▶ _ACTIVITY_: A single number is required: how many lines in the records below contain "with".

▶ _Stored data_:
»»

Issue #1079, opened 2026-03-06
Deployment fails with "no such file or directory" for compose.yml when using compose.yaml


danroc:
### Description

After upgrading to v0.72.0, all deployments fail with the error:

```text
failed to check for extends file changes: failed to get extends files from compose yaml: open /data/<stack-path>/compose.yml: no such file or directory
```

My compose files are named `compose.yaml`, not `compose.yml`.

### Steps to reproduce the issue

```bash
1. Deploy a stack using compose.yaml on a version prior to v0.72.0
2. Upgrade to v0.72.0
3. Push a commit to trigger a new deployment
4. Deployment fails
```

### Operating System

Linux

### Docker Compose File

```yaml
All my compose files are failing.
```

### Deployment Config

```yaml

```

### Logs

```sh
{"time":"2026-03-06T07:52:09.403929546+01:00","level":"error","msg":"deployment failed","deploy":{"error":"failed to check for extends file changes: failed to get extends files from compose yaml: open /data/<stack-path>/compose.yml: no such file or directory","reference":"refs/heads/main","stack":"<stack-name>"},"job_id":"019cc1ea-fa25-7cbb-8199-74efd70a2892","repository":"<repo>"}
```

««

▶ _OUTPUT_: 2